"Walking Through James: Part 3 - Steering the Ship" - James 3:1-12 (September 16, 2018)
/James 3:1-12
Not many of you should become teachers, my brothers and sisters, for you know that we who teach will be judged with greater strictness. For all of us make many mistakes. Anyone who makes no mistakes in speaking is perfect, able to keep the whole body in check with a bridle. If we put bits into the mouths of horses to make them obey us, we guide their whole bodies. Or look at ships: though they are so large that it takes strong winds to drive them, yet they are guided by a very small rudder wherever the will of the pilot directs. So also the tongue is a small member, yet it boasts of great exploits.

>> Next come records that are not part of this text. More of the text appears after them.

Issue #1238, opened 2023-10-09
Excess fill is occurring when pen is moved after starting a fill.


TomDoingArt:
### Bug Description

Tahoma does the first fill, then after a split second does a second fill, filling all unclosed areas on the canvas.

### Steps to reproduce

Situation: Using a stylus/pen and the Normal fill tool on a SmartRaster level with refer visible ticked.
Touch the screen to initiate a fill on a shape.
Lift the stylus and move it away from the area touched.
Tahoma does the first fill, then after a split second does a second fill, filling all unclosed areas on the canvas.

### Relevant logs/screenshots

![correct](https://github.com/tahoma2d/tahoma2d/assets/44948041/25a42f8f-c591-47ae-8d0e-88dc15d1c313)

### Software Version

1.3.1

### Operating System

Windows 10

### Graphics Card

NVIDIA GTX 1080Ti

### Drawing Tablet

XP Pen

beeheemooth:
I was getting the same behavior when using the Frame Range mode of the Fill Tool (Smart Raster). Filling occurred immediately, as if the mode was not turned on. Apparently the fill operation started and ended immediately in the current frame, as if there were two clicks. I thought my stylus was broken...

manongjohn:
There are 2 issues going on here....

1. There is a bug where when you do a normal mode click+drag refer visible fill on a Smart Raster  level, will fill all empty pixels with the fill color when it encounters a different colored pixel.  It produces the same result as the video shown in this issue.

2. When tapping with a stylus and moving (without touching tablet), there is a `TabletPress` event followed by a bunch of `TabletMove` events before issuing a `TabletRelease` event.  Usually the cursor position of the press and move event are close enough, but some tablets may produce points far away from each other.

In the case of the 2nd issue, the `TabletPress` immediately performs the 1st fill, but then the `TabletMove` events, treated as a drag, also try do to a fill where it thinks the cursor is.  Normally these secondary fills fail because the pixel beneath the cursor has already been filled.  However, coupled with the 1st issue it flood fills the cell. 

  Side note:  Following a `TabletRelease` and `MousePress` event is issued and also attempts to do a fill operation, but usually fails because the pixel where it thinks the cursor is at already contains the fill color.

I have a fix for the 1st issue, which might help with both issues.  If anything it will stop filling the entire cell and only impact the adjacent fillable region.

PR #1240, opened 2023-10-11
Fix potential pen-drag actions when tapping

manongjohn:
This is in response to the issue 2 noted in https://github.com/tahoma2d/tahoma2d/issues/1238#issuecomment-1755218767.

Currently after a `TabletPress` event, the 1st `TabletMove` event is processed and the internal timer skips any following move events for a very brief period.  The problem this fixes is a simple pen tap can create a series of `TabletMove` events before the `TabletRelease` event shows up.  Depending on the tool, a pen-drag action could be triggered.

In the case of the Fill tool, this can cause unwanted fills depending on where the pen detects the cursor immediately after the tap.  I've modified the logic to ignore the 1st `TableMove` after a `TabletPress` so there is time for the `TabletRelease` to appear.  If the release doesn't show up in time, assumed an intential pen drag, then the next `TabletMove` after the skip timer will take over as normal.

I would have included this with #1239, however, this change can impact all tools and requires a bit more testing on all OSes to make sure nothing is broken.

### DIFF
--- a/toonz/sources/toonz/sceneviewerevents.cpp
+++ b/toonz/sources/toonz/sceneviewerevents.cpp
@@ -400,6 +400,12 @@ void SceneViewer::tabletEvent(QTabletEvent *e) {
         m_tabletState       = Released;
         mouseEvent.m_button = Qt::LeftButton;
         onRelease(mouseEvent);
+      } else if (m_tabletState == StartStroke) {
+        // Single tap of stylus still records TableMoves before TabletRelease.
+        // Skip the 1st TabletMove to give time for TabletRelease to show up
+        // This way we don't try to do a LeftButtonDrag operation (i.e. normal
+        // fill) too soon.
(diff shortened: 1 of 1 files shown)


manongjohn:
I've tested this on Windows with my tablet and have heard from another Windows user and seems to be ok.

Any macOS users available to test pen dragging behavior in various tools?

I don't expect it to but just want to make sure this change doesn't cause other issues.

artisteacher:
Sorry for the late response!

It's working well for me on macOS. The only issue I've noticed so far, which may have been a thing before, is the Geometric Tool's arc and multi-arc modes. You click to create the start of the arc, click to create the end, and then can only click to create the top of the arc without the ability to adjust the location. It would be helpful to be able to do a click and drag for the top of the arc, so that you can adjust the apex of the arc on the fly.

PR #1252, opened 2023-10-21
Fix wrong raster project palette

### LINKED ISSUE #1229: Raster palette not loading
### Bug Description

Raster palettes are not saving in the latest nightly builds - not sure how long this has been going on. They seem to save in the sandbox but not for projects. Upon opening, the new colors are all gone. Saving a default raster palette also fails. Save as doesn’t seem to respond. 

### Steps to reproduce

Make a project & a scene
Create a raster level 
Add some colors to the palette (and optionally save as default palette)
Close T2D
Palette changes/default don’t load

### Relevant logs/screenshots

_No response_

### Software Version

Nightly (Specify below)

Oct. 3

### Operating System

macOS Ventura

### Graphics Card

_No response_

### Drawing Tablet

_No response_

manongjohn:
This fixes #1229.

- The loading of the Symmetry tool at startup was causing the default environment file to load instead of the one in user's profile, so it would start with the sandbox project.

Similar to the Perspective Tool, delayed the initialization of the Symmetry tool until after the user's profile information was loaded.

- Fixed a bug where the wrong raster palette was being shown when switching to a scene in a different project.

The raster palette for the old project was not being changed to the new project's raster palette.

In this scenario, I forced the new project's raster palette to load.

### DIFF
--- a/toonz/sources/tnztools/symmetrytool.cpp
+++ b/toonz/sources/tnztools/symmetrytool.cpp
@@ -239,17 +239,6 @@ SymmetryTool::SymmetryTool()
   m_color.setId("Color");
   m_useLineSymmetry.setId("UseLineSymmetry");
   m_preset.setId("SymmetryPreset");
-
-  std::wstring wpreset =
-      QString::fromStdString(SymmetryPreset.getValue()).toStdWString();
-  if (wpreset != CUSTOM_WSTR) {
-    initPresets();
-    if (!m_preset.isValue(wpreset)) wpreset = CUSTOM_WSTR;
-    m_preset.setValue(wpreset);
-    SymmetryPreset = m_preset.getValueAsString();
-    loadPreset();
-  } else
-    loadLastSymmetry();
 }
 
 //----------------------------------------------------------------------------------------------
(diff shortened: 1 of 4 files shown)


artisteacher:
Thanks so much! This fixes the default project on startup.

Just an FYI, loading a scene from a different project through the startup pop-up without changing the project still doesn't load the correct raster palette. This was a pre-existing behavior though.

manongjohn:
> Just an FYI, loading a scene from a different project through the startup pop-up without changing the project still doesn't load the correct raster palette. This was a pre-existing behavior though.

Apparently this happens in Windows also, and I never noticed it before.  Will look into also fixing it with this PR.

artisteacher:
I hadn't noticed it either. I have a very observant student right now!

artisteacher:
And just an FYI, it also seems to happen whenever loading a recent scene file from the file menu (assuming its a different project) but not when loading directly through the Browser.

manongjohn:
> And just an FYI, it also seems to happen whenever loading a recent scene file from the file menu (assuming its a different project) but not when loading directly through the Browser.

Ok.  I think I have it fixed for the cases you mentioned.  Let me know if there is a case where it still doesn't work.

PR #1263, opened 2023-10-30
Fix column settings menu below screen

manongjohn:
This will fix the issue where the column's additional settings menu partially appears below screen.  It will move the menu up to allow the entire menu to be visible as well as to the right so the original button is not covered.


artisteacher:
Works well on my end!

PR #1271, opened 2023-11-05
Onion Skin All Frames or New Exposures Toggle

melieconiek:
Adds the onion skin `Onion Skin On All Frames` or `Onion Skin On New Exposures` setting to the right click menu replacing the numbering mode check. Saves and restores both the `Onion Skin On All Frames` and `Extend Onion Skin to Scene` settings.

Rendering the onion skin on all frames is the default. Option is only visible when the onion skin is enabled, same as other onion skin settings.

### DIFF
--- a/toonz/sources/include/toonz/onionskinmask.h
+++ b/toonz/sources/include/toonz/onionskinmask.h
@@ -46,8 +46,7 @@ public:
   };
 
 public:
-  OnionSkinMask()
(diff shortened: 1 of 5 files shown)


manongjohn:
Looks fine.  Still not too keen on `... New Exposures`.

I'll include in 1.4 as it's a small enough, yet  useful, change.

Will have to update translation files again after this is merged to account for the new text, but will wait for anyone who are actively translating to submit their changes first.  Might not get translated.

manongjohn:
@melieconiek Thanks for making this change.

How great a forest is set ablaze by a small fire! And the tongue is a fire. The tongue is placed among our members as a world of iniquity; it stains the whole body, sets on fire the cycle of nature, and is itself set on fire by hell. For every species of beast and bird, of reptile and sea creature, can be tamed and has been tamed by the human species, but no one can tame the tongue—a restless evil, full of deadly poison. With it we bless the Lord and Father, and with it we curse those who are made in the likeness of God. From the same mouth come blessing and cursing. My brothers and sisters, this ought not to be so. Does a spring pour forth from the same opening both fresh and brackish water? Can a fig tree, my brothers and sisters, yield olives, or a grapevine figs? No more can salt water yield fresh.
It is not uncommon for Tricia and I to have Harry Potter movie marathons in our house. It is also not uncommon for me to frequently quote Harry Potter in my sermons. If you haven’t read the Harry Potter books or seen the movies, I commend them to you because they actually have some pretty decent theology in them.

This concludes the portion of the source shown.